Feb 10, 2013 11:56
- Чего ты там пишешь? - спросила Хлоя.
- Так, - сказал Грым небрежно, - стихи. Тебе неинтересно будет.
Хлоя кивнула, и Грым понял, что ей действительно неинтересно. Это было обидно.
Видимо, Хлоя почувствовала, что он задет.
- Ты что, священником хочешь быть? - спросила она и провела перед лицом пальцами, изображая челку мудрости.
- Не знаю, - ответил Грым. - Не решил еще.
- Думаешь, тебе за стихи платить будут? Тебя же не знает никто.

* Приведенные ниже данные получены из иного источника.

PR #2217, opened 2025-01-10
Add a new proposal for GSoC25 in Trixi.jl

huiyuxie:
I found a good quadtree example in the CUDA examples and have included the link here (instead of writing my own samples for guidance). However, I still plan to write a corresponding example in Julia to provide better support.

Also, I am unsure whether CUDA.jl offers robust support for handling complex tasks involving dynamic parallelism, as CUDA does. Moreover, the actual speedup depends heavily on the problem size. For example, 3D problems generally achieve greater speedup compared to 1D, and deeper levels of refinement typically result in better acceleration.

But this proposal is interesting to me; if no one chooses it, I'm happy to work on it myself.

### DIFF
--- a/jsoc/gsoc/trixi.md
+++ b/jsoc/gsoc/trixi.md
@@ -98,14 +98,15 @@ This project is good for both software engineers interested in the fields of sci
 The possible subtasks in this project include:
 
 - Implementing the abstract tree initialization process on GPUs.  
-- Exploring the `TreeMesh` and `P4estMesh` initialization processes on GPUs based on the implementation of the first task and combining them.  
+- Exploring the [`TreeMesh`](https://trixi-framework.github.io/Trixi.jl/stable/meshes/tree_mesh/) initialization processes on GPUs based on the implementation of the first task and combining them.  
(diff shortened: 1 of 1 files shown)


huiyuxie:
CC @ranocha @jlchan @sloede

huiyuxie:
Let me know if you find any problems or have any questions. Thanks!

jlchan:
It reads well overall, but I'm not sure how feasible migrating the P4est tree management code to GPU would be.

huiyuxie:
> but I'm not sure how feasible migrating the P4est tree management code to GPU would be.

Which thing are you most concerned about? I also think `P4estMesh` is more challenging than `TreeMesh`, so perhaps its order could be moved toward the end of the subtask list.

jlchan:
> Which thing are you most concerned about? I also think `P4estMesh` is more challenging than `TreeMesh`, so perhaps its order could be moved toward the end of the subtask list.

That would address my only concern!

huiyuxie:
Please review again and approve it if there is no problem. Thanks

- Еще узнают, - пробормотал Грым.
- А что мы жрать будем, пока узнают?
Грыма так возмутило это «мы», что он даже не стал отвечать. Хлоя, похоже, уже составила новые планы на жизнь, в которых ему отводилось вполне определенное место - и сделала это, не поинтересовавшись его мнением и не извинившись за свое многоступенчатое предательство. Хоть сейчас можно было писать новое стихотворение.
_________________
- Отличные стихи! - сказала она (Кая). - Очень сильные! Так сейчас уже никто не может. Все боятся. Ты настоящий поэт, Грым! Я тебя люблю!

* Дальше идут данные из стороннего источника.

PR #2218, opened 2025-01-16
Update Tiers: rosetta t3, musl t3, ppc t3, armv7 t4. Add: wsl t3

ViralBShah:


downloads/index.md
```diff
@@ -379,6 +379,10 @@ Different OSes and architectures have varying [tiers of support](/downloads/#sup
       <td> i686 (32-bit) </td>
       <td> <font color="green">Tier 1</font> </td>
     </tr>
+    <tr>
+      <td> WSL 2 </td>
```
Keno, line 383: Needs a rowspan increment above. There's also the complication that it also depends on the support tier of the linux distribution that WSL2 is running. WSL2 is just a VM + some bits.

inkydragon: > the linux distribution that WSL2 is running

Perhaps it could be clarified that we only support the default installed Ubuntu LTS.
(I think it's Ubuntu 24.04 for now)

```
PS C:\Users\inkyd> wsl --list --online

NAME                            FRIENDLY NAME
Ubuntu                          Ubuntu
Debian                          Debian GNU/Linux
kali-linux                      Kali Linux Rolling
Ubuntu-18.04                    Ubuntu 18.04 LTS
Ubuntu-20.04                    Ubuntu 20.04 LTS
Ubuntu-22.04                    Ubuntu 22.04 LTS
Ubuntu-24.04                    Ubuntu 24.04 LTS
OracleLinux_7_9                 Oracle Linux 7.9
OracleLinux_8_7                 Oracle Linux 8.7
OracleLinux_9_1                 Oracle Linux 9.1
openSUSE-Leap-15.6              openSUSE Leap 15.6
SUSE-Linux-Enterprise-15-SP5    SUSE Linux Enterprise 15 SP5
SUSE-Linux-Enterprise-15-SP6    SUSE Linux Enterprise 15 SP6
openSUSE-Tumbleweed             openSUSE Tumbleweed
```

There are many other distributions available in the windows store, for example: Arch, Alpine, ...

giordano:
While you're at it, julia on musl often fails to build, which means it should be demoted to tier 3

ViralBShah:
I see PPC binaries in both 1.10 and 1.11, so I'm making it Tier 3. I believe ARMv7 should be Tier 4 since I don't think it has been built since 1.7

downloads/index.md
```diff
@@ -395,11 +399,11 @@ Different OSes and architectures have varying [tiers of support](/downloads/#sup
...
     <tr>
       <td> ARMv7 (32-bit) </td>
-      <td> <font color="crimson">Tier 3</font> </td>
+      <td> <font color="black">Tier 4</font> </td>
     </tr>
     <tr>
-      <td> PowerPC (64-bit) </td>
-      <td> Tier 4 </td>
+      <td> PowerPC LE (64-bit) </td>
+      <td> <font color="crimson">Tier 3/font> </td>
```
inkydragon, line 406:
```suggestion
      <td> <font color="crimson">Tier 3</font> </td>
```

Тут с Грымом произошло нечто странное.
Все противоречивые чувства, секунду назад бушевавшие в его сердце, вдруг исчезли, и на их месте ослепительно сверкнуло новое переживание - внезапное, свежее, упоительное и совершенно ему незнакомое. Он понял, что за эти слова и взгляд он, не задумываясь, продаст свою оркскую родину хоть три раза подряд - если, конечно, она будет кому-то нужна в таких объемах.
__________________
Какая диаметрально-противоположная реакция у двух девушек на литературные эксперименты Грыма. Предполагая, что Пелевин ассоциирует себя скорее с Грымом, нежели с Дамилолой, имею сказать.

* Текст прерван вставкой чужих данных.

PR #2225, opened 2025-01-21
[gsoc] Remove tabular data GSoC projects

xlxs4:
cc @bkamins


xlxs4:
also cc @tanmaykm

ViralBShah:
@bkamins Perhaps I closed too soon before you could chime in. The original page is still there, and we could leave the DataFrames.jl GSOC open as a placeholder (doesn't probably have to be joins).

bkamins:
We discussed this on Slack. It can be closed. I do not expect much interest in this GSOC from contributors.
How I see the state of DataFrames.jl now is that it is mostly in maintenance mode. We do not receive significant requests for new features/performance improvements from the users recently.

If I were to point the need for GSOC contributions is to provide support/development of decent lightweight connectors to DB engines.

Кто-то должен душеспасительно намекнуть Виктору Олеговичу, что его виршеслагательные опыты не просто херовы, они объективно кататонически уебищны; в иные минуты начинает казаться, что пьяный электрик способен на большее на этом творческом поле. Я люблю хорошие стихи, и читать подобное становится неловко, словно человек с обрюзгшим пивным животом и густой волосяной порослью неуклюже танцует для меня стриптиз, при этом очевидно не из стеба над самим собой. А речь не идет о стебе, поскольку Кая - сексуальный пелевинский фетиш (черное каре, бледная кожа, худое тело - петербуржская эмансипе эпохи модерн) стихами приведена в катарсис. Исходя из этого следует два допущения, из которых верно только одно:
1) Пелевин действительно думает, что он - хороший поэт.
2) Пелевин все-таки стебется над самим собой; героиня прекрасно понимает, что стихи - говно, но продолжает манипулировать Грымом и говорит ему именно то, что он хочет услышать, чтобы использовать для своих сурских (щито?) целей. Но такой вариант событий маловероятен.